--- START ---
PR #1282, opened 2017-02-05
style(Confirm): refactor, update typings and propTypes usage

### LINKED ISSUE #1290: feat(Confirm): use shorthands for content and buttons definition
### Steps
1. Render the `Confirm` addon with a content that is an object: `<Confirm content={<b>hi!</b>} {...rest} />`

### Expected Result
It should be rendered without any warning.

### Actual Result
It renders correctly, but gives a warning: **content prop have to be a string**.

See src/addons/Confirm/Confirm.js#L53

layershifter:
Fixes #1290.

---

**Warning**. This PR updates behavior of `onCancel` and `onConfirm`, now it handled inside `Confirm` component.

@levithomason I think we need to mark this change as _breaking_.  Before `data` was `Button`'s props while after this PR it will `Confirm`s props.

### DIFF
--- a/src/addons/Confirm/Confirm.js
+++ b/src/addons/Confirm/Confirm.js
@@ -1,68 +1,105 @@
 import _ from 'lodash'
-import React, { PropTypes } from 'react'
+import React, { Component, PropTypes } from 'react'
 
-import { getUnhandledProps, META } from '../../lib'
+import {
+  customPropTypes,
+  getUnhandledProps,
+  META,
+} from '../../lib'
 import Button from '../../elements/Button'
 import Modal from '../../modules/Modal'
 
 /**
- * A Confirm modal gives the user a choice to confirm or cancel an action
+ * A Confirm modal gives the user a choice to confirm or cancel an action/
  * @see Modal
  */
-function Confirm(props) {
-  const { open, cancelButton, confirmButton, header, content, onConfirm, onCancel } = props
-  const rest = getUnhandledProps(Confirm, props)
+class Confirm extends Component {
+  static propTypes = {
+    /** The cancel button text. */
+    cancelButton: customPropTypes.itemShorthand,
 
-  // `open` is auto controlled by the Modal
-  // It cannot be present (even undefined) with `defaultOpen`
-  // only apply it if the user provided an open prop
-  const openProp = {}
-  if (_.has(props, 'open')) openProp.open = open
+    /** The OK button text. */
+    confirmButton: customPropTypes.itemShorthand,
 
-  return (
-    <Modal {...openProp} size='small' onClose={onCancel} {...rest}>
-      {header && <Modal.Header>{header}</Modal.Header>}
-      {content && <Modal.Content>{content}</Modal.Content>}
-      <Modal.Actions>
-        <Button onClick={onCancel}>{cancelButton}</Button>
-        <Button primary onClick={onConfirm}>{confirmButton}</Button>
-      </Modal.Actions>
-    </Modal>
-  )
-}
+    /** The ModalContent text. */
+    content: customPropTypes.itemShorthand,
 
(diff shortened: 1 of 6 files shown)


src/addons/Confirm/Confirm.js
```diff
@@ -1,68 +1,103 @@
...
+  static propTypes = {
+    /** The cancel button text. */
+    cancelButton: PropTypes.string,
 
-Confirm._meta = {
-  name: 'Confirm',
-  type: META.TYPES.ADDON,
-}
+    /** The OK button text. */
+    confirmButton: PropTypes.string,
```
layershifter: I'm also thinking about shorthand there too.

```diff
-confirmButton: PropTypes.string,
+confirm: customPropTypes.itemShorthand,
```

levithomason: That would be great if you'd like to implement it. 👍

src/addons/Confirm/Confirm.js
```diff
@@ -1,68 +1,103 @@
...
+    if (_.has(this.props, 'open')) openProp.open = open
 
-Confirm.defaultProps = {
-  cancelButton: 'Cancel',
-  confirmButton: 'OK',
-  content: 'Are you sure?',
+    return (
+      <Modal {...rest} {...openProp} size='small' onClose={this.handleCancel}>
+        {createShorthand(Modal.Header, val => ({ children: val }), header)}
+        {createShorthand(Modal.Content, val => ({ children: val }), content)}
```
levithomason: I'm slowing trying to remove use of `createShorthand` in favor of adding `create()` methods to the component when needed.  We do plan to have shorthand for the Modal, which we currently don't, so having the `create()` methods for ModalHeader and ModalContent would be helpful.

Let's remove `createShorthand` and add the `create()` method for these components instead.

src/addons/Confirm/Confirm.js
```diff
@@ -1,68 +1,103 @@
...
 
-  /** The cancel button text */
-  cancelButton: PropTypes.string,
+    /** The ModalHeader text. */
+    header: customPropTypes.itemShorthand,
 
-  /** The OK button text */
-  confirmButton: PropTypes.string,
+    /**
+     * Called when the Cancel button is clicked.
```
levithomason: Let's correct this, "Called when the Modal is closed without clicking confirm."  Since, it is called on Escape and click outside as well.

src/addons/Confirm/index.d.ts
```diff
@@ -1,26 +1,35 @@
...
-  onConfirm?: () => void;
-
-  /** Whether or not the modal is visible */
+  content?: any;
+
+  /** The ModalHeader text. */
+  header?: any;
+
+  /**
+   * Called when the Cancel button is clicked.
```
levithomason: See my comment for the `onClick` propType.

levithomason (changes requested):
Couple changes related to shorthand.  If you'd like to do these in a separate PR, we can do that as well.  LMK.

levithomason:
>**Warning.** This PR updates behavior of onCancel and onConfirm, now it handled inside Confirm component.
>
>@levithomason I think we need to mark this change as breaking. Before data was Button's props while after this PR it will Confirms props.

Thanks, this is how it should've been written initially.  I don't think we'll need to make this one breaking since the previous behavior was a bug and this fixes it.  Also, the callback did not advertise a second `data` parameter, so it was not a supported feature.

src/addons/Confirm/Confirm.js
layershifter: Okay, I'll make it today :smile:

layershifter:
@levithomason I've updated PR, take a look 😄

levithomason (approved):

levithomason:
--- END ---
--- START ---
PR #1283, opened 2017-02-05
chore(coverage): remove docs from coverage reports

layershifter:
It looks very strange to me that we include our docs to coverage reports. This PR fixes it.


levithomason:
--- END ---
◆ Work to complete
Please output the lines of the listing above that fall in the stretch from the one with "by the Modal" through the one with "levithomason: I'm slowing", exactly and only those.

◆ Result
-  // `open` is auto controlled by the Modal
-  // It cannot be present (even undefined) with `defaultOpen`
-  // only apply it if the user provided an open prop
-  const openProp = {}
-  if (_.has(props, 'open')) openProp.open = open
+    /** The OK button text. */
+    confirmButton: customPropTypes.itemShorthand,
 
-  return (
-    <Modal {...openProp} size='small' onClose={onCancel} {...rest}>
-      {header && <Modal.Header>{header}</Modal.Header>}
-      {content && <Modal.Content>{content}</Modal.Content>}
-      <Modal.Actions>
-        <Button onClick={onCancel}>{cancelButton}</Button>
-        <Button primary onClick={onConfirm}>{confirmButton}</Button>
-      </Modal.Actions>
-    </Modal>
-  )
-}
+    /** The ModalContent text. */
+    content: customPropTypes.itemShorthand,
 
(diff shortened: 1 of 6 files shown)


src/addons/Confirm/Confirm.js
```diff
@@ -1,68 +1,103 @@
...
+  static propTypes = {
+    /** The cancel button text. */
+    cancelButton: PropTypes.string,
 
-Confirm._meta = {
-  name: 'Confirm',
-  type: META.TYPES.ADDON,
-}
+    /** The OK button text. */
+    confirmButton: PropTypes.string,
```
layershifter: I'm also thinking about shorthand there too.

```diff
-confirmButton: PropTypes.string,
+confirm: customPropTypes.itemShorthand,
```

levithomason: That would be great if you'd like to implement it. 👍

src/addons/Confirm/Confirm.js
```diff
@@ -1,68 +1,103 @@
...
+    if (_.has(this.props, 'open')) openProp.open = open
 
-Confirm.defaultProps = {
-  cancelButton: 'Cancel',
-  confirmButton: 'OK',
-  content: 'Are you sure?',
+    return (
+      <Modal {...rest} {...openProp} size='small' onClose={this.handleCancel}>
+        {createShorthand(Modal.Header, val => ({ children: val }), header)}
+        {createShorthand(Modal.Content, val => ({ children: val }), content)}
```
levithomason: I'm slowing trying to remove use of `createShorthand` in favor of adding `create()` methods to the component when needed.  We do plan to have shorthand for the Modal, which we currently don't, so having the `create()` methods for ModalHeader and ModalContent would be helpful.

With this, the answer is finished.